Currently, he said the lab is focused on workflow integration and validating the performance of the chip. "Ok-ish libraries are not good enough for us. We need top quality libraries," he said. "So we're just cranking through some samples to get a sense of the quality and will then be adding on the extra elements like DNA extraction, so we can take cells as an input."

He added that while demand for such a device is high, his lab is not looking to commercialize the device, although in the future the Broad Institute may decide to offer it as a service. In order to realize the low-cost potential, however, many samples would have to be prepared at once.
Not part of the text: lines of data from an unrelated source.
PR #183, opened 2016-07-31
Really show My contributions-link

Elsensee:
This extends the previous PR #181 to actually make it work.

### DIFF
--- a/event/main_listener.php
+++ b/event/main_listener.php
@@ -156,6 +156,18 @@ class main_listener implements EventSubscriberInterface
 
 	public function overwrite_template_vars($event)
 	{
+		if ($this->user->data['is_registered'] && !$this->user->data['is_bot'])
+		{
+			$u_my_contribs = $this->controller_helper->route('phpbb.titania.author', array(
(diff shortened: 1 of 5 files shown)


event/main_listener.php
```diff
@@ -156,6 +156,18 @@ public function startup($event)
 
 	public function overwrite_template_vars($event)
 	{
+		if ($this->user->data['is_registered'] && !$this->user->data['is_bot'])
+		{
+			$u_my_contribs = $this->controller_helper->route('phpbb.titania.author', array(
```
michaelcullum: If not in titania will this send to /customise/db/? I think not. @prototech

prototech: It won't. 😞

Elsensee: How often will you stab me if I use some kind of `str_replace($titania_config->phpbb_script_path, $titania_config->titania_script_path, ...);` here?

michaelcullum:
Is this tested?

Elsensee:
Yes.

PR #191, opened 2016-11-18
Format & fix EPV output

VSEphpbb:
EPV output is unformatted and kind of a mess:

screen shot 2016-11-18 at 12 46 27 am

This PR tries to correct it:
screen shot 2016-11-18 at 8 13 07 am


styles/prosilver/template/contributions/contribution_revision.html
```diff
@@ -129,7 +130,9 @@ <h3 class="section-name">{PAGE_TITLE}</h3>
 			<!-- IF PV_RESULTS -->
 				<p class="error">{L_PV_RESULTS}</p>
 				<hr class="dashed" />
-				{PV_RESULTS}
+				<div style="font-size:12px;">
```
DavidIQ: Shouldn't this be in a stylesheet?

VSEphpbb:
Styling comes from pro silver. So that's an inline override.

PR #194, opened 2017-01-02
Fix styling issues

VSEphpbb:
New BBCode system change's line breaks around lists. We now rely on CSS to add margin to bottom of lists.

### DIFF
--- a/assets/javascript/ajax.js
+++ b/assets/javascript/ajax.js
@@ -53,7 +53,7 @@
 		var $form = $(this),
 			$postbody = $form.parents('.postbody');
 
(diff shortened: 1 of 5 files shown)


VSEphpbb:
Just added another fix.

line breaks are looking extra big, there should only be 1 line between this link and paragraph:
screen shot 2017-01-03 at 8 25 31 am

It appears to be due to an old line of CSS that was originally added to deal with some JS plugin we don't even have anymore called "tabby" https://github.com/phpbb/customisation-db/commit/c4acb1b305bc642a92c88cbe26351e23e4ed812f#diff-551a4d811fe4fd7cb787cd4175fee436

Blainey said that the goal is to be able to do library construction at a price of around $1 per sample. "We haven't gotten there in practice yet," he said. Key to hitting this price point will be integrating all the steps of the workflow to eliminate labor. "We've demonstrated all the pieces, but haven't put it all together yet," he said.

Additionally, he said his lab is not the only one working on microfluidics-based library construction. Last year's PLoS One publication was led by Stanford University's Stephen Quake, researchers from Singapore's Agency for Science, Technology and Research, and researchers at Fluidigm, which uses microfluidic technology in its C1 Single-Cell Auto Prep system.

The PLoS One authors described a "similar concept," Blainey said, that also includes the cleanup step on the device. However, they use a different microfluidic design and the method "doesn't really speak to workflow integration." That approach "takes in DNA that's already been sheared and then they do adapter ligation and spit it out onto the chip," so it doesn't include the entire library construction process.